James Batchelor, a chartered financial planner at Progeny, said that despite increasing interest in annuities, they do remain a “niche product”.

He added: “It is certainly true that annuity rates represent better value for money than they did a few years ago, but this has also been accompanied by increasingly higher inflation. This means that unless a client selects an inflation-linked annuity, the real-terms value of the annuity that they purchase may be more quickly eroded over time.

“For people who have large pension funds relative to their needs and who are risk averse for example, buying an annuity now would provide a ‘copper-bottomed’ income at a better level then we have seen for several years. Not only that, but this income will continue to be paid for life, regardless of how long someone lives, so this could be a valuable guarantee that they could wish to take advantage of.

“On the other hand, the level of income available does not change the fundamental nature of annuities. Someone must still extinguish their pension fund in order to buy one, compared to the greater choice offered by drawdown. It is also the case that unless someone purchases an inflation-linked annuity, the real-terms value of the income provided will erode over time. The level of starting income that these inflation-linked products offer, however, is noticeably lower than standard annuities.

“This means that for those people who wish to buy an annuity, the choice is between a lower level of starting income that is protected against inflation in the future or a higher level of starting income that will gradually lose its purchasing power.

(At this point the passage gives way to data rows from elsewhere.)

PR #2384, opened 2023-11-24
[bugfix] Add Actor to outgoing poll vote Create; other fixes

tsmethurst:
# Description

>

Few small fixes to poll federation.

- Poll vote from one GtS instance was being rejected by another, because the Actor property wasn't populated on the outgoing Create. So make sure actor is set properly on Create.
- Use poll vote creation time as published time.
- Reorder poll vote ID creation.
- Add test for above, update docs with example Create.

## Checklist

### DIFF
--- a/internal/typeutils/wrap.go
+++ b/internal/typeutils/wrap.go
@@ -19,7 +19,6 @@ package typeutils
 
 import (
 	"net/url"
-	"time"
 
 	"github.com/superseriousbusiness/activity/pub"
 	"github.com/superseriousbusiness/activity/streams"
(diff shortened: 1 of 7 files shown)


internal/typeutils/wrap.go
```diff
@@ -91,7 +91,10 @@ func WrapStatusableInCreate(status ap.Statusable, iriOnly bool) vocab.ActivitySt
 	return create
 }
 
-func WrapPollOptionablesInCreate(options ...ap.PollOptionable) vocab.ActivityStreamsCreate {
+func WrapPollOptionablesInCreate(
+	publishedAt time.Time,
```
NyaaaWhatsUpDoc, line 95: the signature of this function feels a bit, odd. what if you passed in the vote object instead of just the publish time? or just perform `ap.SetPublished()` in the function calling this one?

NyaaaWhatsUpDoc:
aside from the 1 comment, looks good to me!

internal/typeutils/wrap.go
tsmethurst: Mmmm OK I took another look at this, and for now just removed the in-between step of converting it to a slice of Notes, and then into a Create. We didn't need that slice of Notes for anything *except* making it into a Create, so this feels like it makes sense (and fits with the signature of some of the other functions in the typeconverter). What do you think?

daenney (approved):

PR #2385, opened 2023-11-24
[docs] Add docs about memory requirements and swap

daenney:

### DIFF
--- a/docs/getting_started/index.md
+++ b/docs/getting_started/index.md
@@ -87,7 +87,10 @@ The BSD family of distributions don't document memory requirements as much, but 
 
 ### Swap
 
-Do not turn off swap. If you want to run without swap, ensure you understand the memory allocation patterns of the different workloads on your system and how the memory management subsystem of your kernel will behave under various conditions like memory pressure.
+!!! warning
+    Do not turn off swap.
+
+In order to safely run without swap, you'll need to tune the kernel, system and your workloads accordingly. This requires a good understanding of your kernel's memory management system as well as the memory usage patterns of the workloads you're running.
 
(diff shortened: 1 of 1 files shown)


docs/getting_started/index.md
```diff
@@ -65,6 +65,35 @@ If you decide to use a VPS instead, you can spin yourself up something cheap wit
...
+
+[archreq]: https://wiki.archlinux.org/title/installation_guide
+[debreq]: https://www.debian.org/releases/stable/amd64/ch02s05.en.html
+[ubireq]: https://ubuntu.com/server/docs/installation
+[rhelreq]: https://access.redhat.com/articles/rhel-limits#minimum-required-memory-3
+[fedorareq]: https://docs.fedoraproject.org/en-US/fedora/latest/release-notes/welcome/Hardware_Overview/#hardware_overview-specs
+
+### Swap
+
+!!! warning
```
tsmethurst, line 90: I would actually nuance this a little bit rather than just saying "don't turn off swap" -- if anything, I'd lean in the opposite direction and say "DO turn off swap", since GtS gets VERY slow when it starts swapping.

Perhaps we could update this to say that swap might be necessary for getting an operating system running on a very constrained environment, but GtS doesn't do well while swapping, so if you *can* turn it off while keeping your system running normally (and if GtS is the only thing running on that server) it's better to turn it off.

daenney: Fair yeah. I'll rewrite this a bit. I'll remove the outright warning, and just try to push a bit more towards the "unless you know what's up, don't ignore your distribution recommendations for swap etc."

daenney: There, I've rewritten the swap section a bit and added a section on implementing memory limits if you want to.

tsmethurst: nice one :)

PR #2386, opened 2023-11-25
[bugfix] Don't copy ptr fields in caches

tsmethurst:
# Description

>

This PR fixes the following scenario:

- Some of my statuses get cached after database calls.
- My account model is attached to those statuses.
- I update my profile picture.
- The statuses still show the old profile picture, on both the web view and via the API.

Essentially, what was happening in the above scenario is that the old account model was being kept on the cached statuses, and those statuses weren't being invalidated when the account model was updated.

There are two possible approaches to fixing this:

1. Invalidate all cache entries that contain a pointer to a given account (or whatever) when that account (or whatever) updates; OR --
2. Don't return cached struct pointers when copying a cached model and giving it to the caller.

This PR takes the second approach, on the basis that it will lead to fewer database calls than the first approach, and preclude super complicated cache invalidation logic.

## Checklist

### DIFF
--- a/internal/cache/gts.go
+++ b/internal/cache/gts.go
@@ -1073,17 +1073,25 @@ func (c *GTSCaches) initUser() {
 
 	log.Infof(nil, "cache size = %d", cap)
 
+	copyF := func(u1 *gtsmodel.User) *gtsmodel.User {
+		u2 := new(gtsmodel.User)
+		*u2 = *u1
+
+		// Don't include ptr fields that
+		// will be populated separately.
+		// See internal/db/bundb/user.go.
+		u2.Account = nil
+
+		return u2
+	}
+
 	c.user = result.New([]result.Lookup{
 		{Name: "ID"},
 		{Name: "AccountID"},
 		{Name: "Email"},
 		{Name: "ConfirmationToken"},
 		{Name: "ExternalID"},
-	}, func(u1 *gtsmodel.User) *gtsmodel.User {
-		u2 := new(gtsmodel.User)
-		*u2 = *u1
-		return u2
-	}, cap)
+	}, copyF, cap)
 
 	c.user.IgnoreErrors(ignoreErrors)
 }
--- a/internal/cache/gts.go
+++ b/internal/cache/gts.go
@@ -306,6 +306,20 @@ func (c *GTSCaches) initAccount() {
 
 	log.Infof(nil, "cache size = %d", cap)
 
+	copyF := func(a1 *gtsmodel.Account) *gtsmodel.Account {
+		a2 := new(gtsmodel.Account)
+		*a2 = *a1
+
+		// Don't include ptr fields that
+		// will be populated separately.
+		// See internal/db/bundb/account.go.
+		a2.AvatarMediaAttachment = nil
+		a2.HeaderMediaAttachment = nil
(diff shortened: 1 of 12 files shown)


internal/cache/gts.go
```diff
@@ -306,6 +306,20 @@ func (c *GTSCaches) initAccount() {
...
 	log.Infof(nil, "cache size = %d", cap)
 
+	copyF := func(a1 *gtsmodel.Account) *gtsmodel.Account {
+		a2 := new(gtsmodel.Account)
+		*a2 = *a1
+
+		// Don't include ptr fields that
+		// will be populated separately.
+		// See internal/db/bundb/account.go.
+		a2.AvatarMediaAttachment = nil
```
NyaaaWhatsUpDoc, line 316: i'm pretty sure these don't get copied anyways, because we specifically don't populate sub-models in the cache load functions :thinking:

NyaaaWhatsUpDoc: we call 'Populate()' after the cache load functions specifically so they don't populate sub-models in the cache loaders.

did these changes actually fix the issue?

NyaaaWhatsUpDoc: e.g.

```golang

func (a *accountDB) getAccount(ctx context.Context, lookup string, dbQuery func(*gtsmodel.Account) error, keyParts ...any) (*gtsmodel.Account, error) {
	// Fetch account from database cache with loader callback
	account, err := a.state.Caches.GTS.Account().Load(lookup, func() (*gtsmodel.Account, error) {
		var account gtsmodel.Account

		// Not cached! Perform database query
		if err := dbQuery(&account); err != nil {
			return nil, err
		}

		return &account, nil
	}, keyParts...)
	if err != nil {
		return nil, err
	}

	if gtscontext.Barebones(ctx) {
		// no need to fully populate.
		return account, nil
	}

	// Further populate the account fields where applicable.
	if err := a.PopulateAccount(ctx, account); err != nil {
		return nil, err
	}

	return account, nil
}
```

NyaaaWhatsUpDoc:
i think the issue you're likely seeing is probably in the timeline cache rather than the database cache, given that the timeline pre-prepares a frontend model with all the extra parts fully populated.

internal/cache/gts.go
tsmethurst: @NyaaaWhatsUpDoc since we talked about this together out of band yesterday (because I couldn't access github on my phone yesterday afternoon), I'll just post the summary here:

---

> the point in that PR is that we're putting stuff in the cache with pointers populated, so when it comes out the cache again, stuff is still populated, but with not necessarily up to date values... The test I wrote on the PR fails when you remove the changes I made in the cache package
> We could strip them on the way into the cache, but there's no function for that afaik, so stripping them on the way out in the copy function was the only way I saw to do it 
> This means we're still storing populated items with potentially out of date references on them, which is not ideal, but at least callers don't get them now 

So the problem is eg., a new status comes in from the Fedi API, we populate it by dereferencing everything, setting the appropriate Account on the status, etc, then we store the status in the DB (by calling insert) before passing it off somewhere else for further processing. That call to the DB functions puts the status in the cache using the callback. When someone else comes along later and calls Get on the DB, they get the cached version that was already populated, no matter whether they call Populate on it later.

Issue #1978, opened 2023-07-11
[bug] Improper handling of HTTP range headers with suffix-length > content-length


MaeIsBad:
GTS responds to range headers with their suffix length larger than content-length with 416-Unsatisfiable Range, it should instead attempt to return as much of the range as possible.

```
~ curl -r 0-9999999999 'https://gts.superseriousbusiness.org/fileserver/016VP4S3BP3QSJBACEQ6J1VFDX/attachment/original/01HVXG7ZB92RBAQ2GYRTK0T0Y9.png'
Unsatisfiable Range
```

According to RFC 9110:

> If the [last-pos](https://www.rfc-editor.org/rfc/rfc9110#rule.int-range) value is greater than or equal to the current length of the representation data, the byte range is interpreted as the remainder of the representation (i.e., the server replaces the value of [last-pos](https://www.rfc-editor.org/rfc/rfc9110#rule.int-range) with a value that is one less than the current length of the selected representation).

https://www.rfc-editor.org/rfc/rfc9110#section-14.1.2-6

This breaks akkoma's media proxy cache fetching of GTS posts, when using the recommended nginx configuration(https://akkoma.dev/AkkomaGang/akkoma/src/branch/develop/installation/nginx/akkoma.nginx#L86)

### What's your GoToSocial Version?

GoToSocial 0.10.0-rc1 git-2a99df0 (https://gts.superseriousbusiness.org/)
GoToSocial 0.8.1 git-4dbf9a2 (https://social.noyu.me/)

MaeIsBad:
If anyone wants to test it I'm pretty sure the fix is as simple as
```patch
diff --git a/fs.go b/fs.go
index 2b025ff..a664459 100644
--- a/fs.go
+++ b/fs.go
@@ -314,10 +314,7 @@ func (fs *FS) serveFileRange(rw http.ResponseWriter, r *http.Request, fsreq *FSR
                }

                if end > size {
-                       // This range exceeds length of the file, therefore unsatisfiable
-                       rw.Header().Set("Content-Range", "bytes *"+strconv.FormatInt(size, 10))
-                       http.Error(rw, "Unsatisfiable Range", http.StatusRequestedRangeNotSatisfiable)
-                       return
+                       end = size -1
                }
        } else {
                // No end supplied, implying file end
```

PR #2395, opened 2023-11-29
[bugfix] Correctly handle range > content-length

Jadeiin:
# Description

Hi I found this bug in Pleroma/Akkoma's MediaProxy. Currently GTS instance returns incorrect range headers when suffix length is larger than content-length:

```bash
$ url="https://goblin.technology/fileserver/01BPSX2MKCRVMD4YN4D71G9CP5/attachment/original/01E4BA3HFHWN7GDE2Y89F0J563.png"
$ curl -r 0-1048576 -X GET -I $url | grep Content-Range
Content-Range: bytes 0-1048576/11021
```

The correct range header should be `bytes 0-11020/11021`,  which only requires formatting correct `endRng` when range > content-length.

Related issue(closed but not actually fixed): #1978 

## Checklist

### DIFF
--- a/internal/api/fileserver/servefile.go
+++ b/internal/api/fileserver/servefile.go
@@ -206,10 +206,11 @@ func serveFileRange(rw http.ResponseWriter, r *http.Request, src io.Reader, rng 
 			return
 		}
 
-		if end > size {
+		if end >= size {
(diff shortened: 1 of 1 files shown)


tsmethurst:
Oh nice, thank you :)

PR #2399, opened 2023-11-29
[bugfix] return 400 Bad Request on more cases of malformed AS data

NyaaaWhatsUpDoc:
# Description

Adds a "malformed" error value flag which we now set on parse-type failures during AS->internal conversions. These are then caught after PostInbox() and returned as 400 Bad Request errors appropriately. Also has some small tweaks here and there, and updates the `go-errors` package with some tweaks (which we should eventually incorporate in our own `gtserror` package too).

## Checklist


NyaaaWhatsUpDoc:
linter is angry, and there's an error message in a test that needs updating. a job for later kim ... :]

internal/typeutils/astointernal.go
```diff
@@ -38,201 +37,204 @@ import (
...
+		err := gtserror.New("unusable iri property")
+		return nil, gtserror.SetMalformed(err)
 	}
-	uri := uriProp.GetIRI()
 
-	// we don't know the account, or we're being told to update it, so we need to generate it from the person -- at least we already have the URI!
-	acct := &gtsmodel.Account{}
-	acct.URI = uri.String()
+	// Stringify URI.
+	uri := _uri.String()
```
tsmethurst, line 50: I'm not really a big fan of this underscore syntax; does it have a special meaning in Go to prefix a variable name with an underscore? Reason I ask is because in JS/TS it signifies an unused variable, but I suppose that's not the case here. If possible, I'd prefer to avoid possibly-confusing syntax crossovers between the two languages in the codebase. Maybe you could use an inline function instead here to just extract the values we care about in this function?

For example:

```go
uri, host, err := func() (string, string, error) {
  // Extract uri and host, and stringify uri in here.
}()
```

What do you think? Perhaps there's a better way.

internal/typeutils/astointernal.go
```diff
@@ -38,201 +37,204 @@ import (
...
-	// SharedInboxURI:
-	// only trust shared inbox if it has at least two domains,
-	// from the right, in common with the domain of the account
+	// Extract the outbox IRI property.
+	outboxIRI := ap.GetOutbox(accountable)
+	if outboxIRI != nil {
+		acct.OutboxURI = outboxIRI.String()
+	}
+
+	// Extract a SharedInboxURI, but only trust it if a subdomain of account's domain.
```
tsmethurst, line 176: This comment isn't quite right, we also trust it if it's the *same* domain, not just a subdomain.

internal/typeutils/astointernal.go
```diff
@@ -38,201 +37,204 @@ import (
...
-
-	// FeaturedURI aka pinned collection:
-	// Only trust featured URI if it has at least two domains,
-	// from the right, in common with the domain of the account
-	if featured := accountable.GetTootFeatured(); featured != nil && featured.IsIRI() {
-		if featuredURI := featured.GetIRI(); // nocollapse
-		featuredURI != nil && dns.CompareDomainName(acct.Domain, featuredURI.Host) >= 2 {
-			acct.FeaturedCollectionURI = featuredURI.String()
-		}
+	// Extract a FeaturedURI, but only trust it if a subdomain of account's domain.
```
tsmethurst, line 195: Same comment as above.

internal/typeutils/astointernal.go
```diff
@@ -38,201 +37,204 @@ import (
...
-	status := new(gtsmodel.Status)
-
-	// status.URI
-	//
-	// ActivityPub ID/URI of this status.
-	idProp := statusable.GetJSONLDId()
-	if idProp == nil || !idProp.IsIRI() {
-		return nil, gtserror.New("no id property found, or id was not an iri")
+	// Extract URI from statusable
+	_uri := ap.GetJSONLDId(statusable)
```
tsmethurst, line 226: Same comment as above re: underscore syntax.

internal/typeutils/astointernal.go
```diff
@@ -329,20 +330,17 @@ func (c *Converter) ASStatusToStatus(ctx context.Context, statusable ap.Statusab
...
-	accountURI := attributedTo.String()
-
-	account, err := c.state.DB.GetAccountByURI(ctx, accountURI)
+	status.Account, err = c.getASAttributedToAccount(ctx,
+		status.URI,
+		statusable,
+	)
 	if err != nil {
-		err = gtserror.Newf("db error getting status author account %s: %w", accountURI, err)
 		return nil, err
```
tsmethurst, line 338: Is it worth returning malformed in this case? I'm not sure. What must have happened if we get to this point and we don't have the account?

internal/typeutils/astointernal.go
```diff
@@ -725,86 +680,164 @@ func (c *Converter) ASFlagToReport(ctx context.Context, flaggable ap.Flaggable)
...
+		err := gtserror.Newf("unusable object property iris for %s", uri)
+		return nil, gtserror.SetMalformed(err)
 	}
 
-	var targetAccountURI *url.URL
 	for _, object := range objects {
 		switch {
-		case object.Host != config.GetHost():
-			// object doesn't belong to us, just ignore it
+		case object.Host != host:
```
tsmethurst, line 691: Not something for this PR, but just noting it here: eventually we might also want to accept reports from trusted instances about other instances than our own (I believe Mastodon is introducing this feature, and it's quite cool). So this bit would have to change, if we ever implement that. Again, not something to do anything about here and now, it just came to mind.

internal/typeutils/astointernal.go
NyaaaWhatsUpDoc: yeah i agree it is a bit odd, i'll fix it :)

internal/typeutils/astointernal.go
NyaaaWhatsUpDoc: that would be cool to implement!

internal/typeutils/astointernal.go
NyaaaWhatsUpDoc: i'm not sure if it fits "malformed" though, malformed more indicates that the data doesn't represent a correct ActivityStreams object type that we're parsing. but if we don't have the account by this point it's more an internal server error due to likely one of our bugs :P

PR #2402, opened 2023-11-30
[bugfix] always go through status parent dereferencing on isNew, even on data-race

### LINKED ISSUE #2396: [bug] Parent status not always being dereferenced when a reply comes in
Think we made a cheeky little regression somewhere. When a status comes in from the fedi API, we don't seem to dereference the parent status properly when it first comes in, so it looks in the timeline (and the db) as though the status doesn't reply to anything, even though it does. This means that threads can appear to be severed, at least until you open the status again (at least) two hours later, and the thread gets dereferenced again.

I think the bug is somewhere in `(d *Dereferencer) RefreshStatus()`

NyaaaWhatsUpDoc:
# Description

As the title says really. This isn't ideal, but it's the only (easy) way of handling this right now, without performing a parent dereference within mutex lock and possibly risk lock-ups if there's any threads that end up self-referencing. This shouldn't happen *too* often so performance impact shouldn't be much, especially as all of those statuses will also just return fetched_at as too new (all of which will be cache hits).

Also removes the dereference account step _after_ dereferencing status in the fedi API worker, as to reach that point the account must already have been dereferenced / refreshed.

Closes #2396 

## Checklist

### DIFF
--- a/internal/federation/dereferencing/status.go
+++ b/internal/federation/dereferencing/status.go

“It does not have to be an either/or situation, however, and for some clients, particularly those who do not have access to a defined-benefit pension, there can be logic in buying an annuity that will cover a portion of total living costs, such as basic living costs only, and leaving the remaining pension fund in drawdown.

“This can help to relieve anxiety about meeting essential living costs while allowing the residual unspent funds to remain invested, which then have the potential to achieve long-term, compound growth.”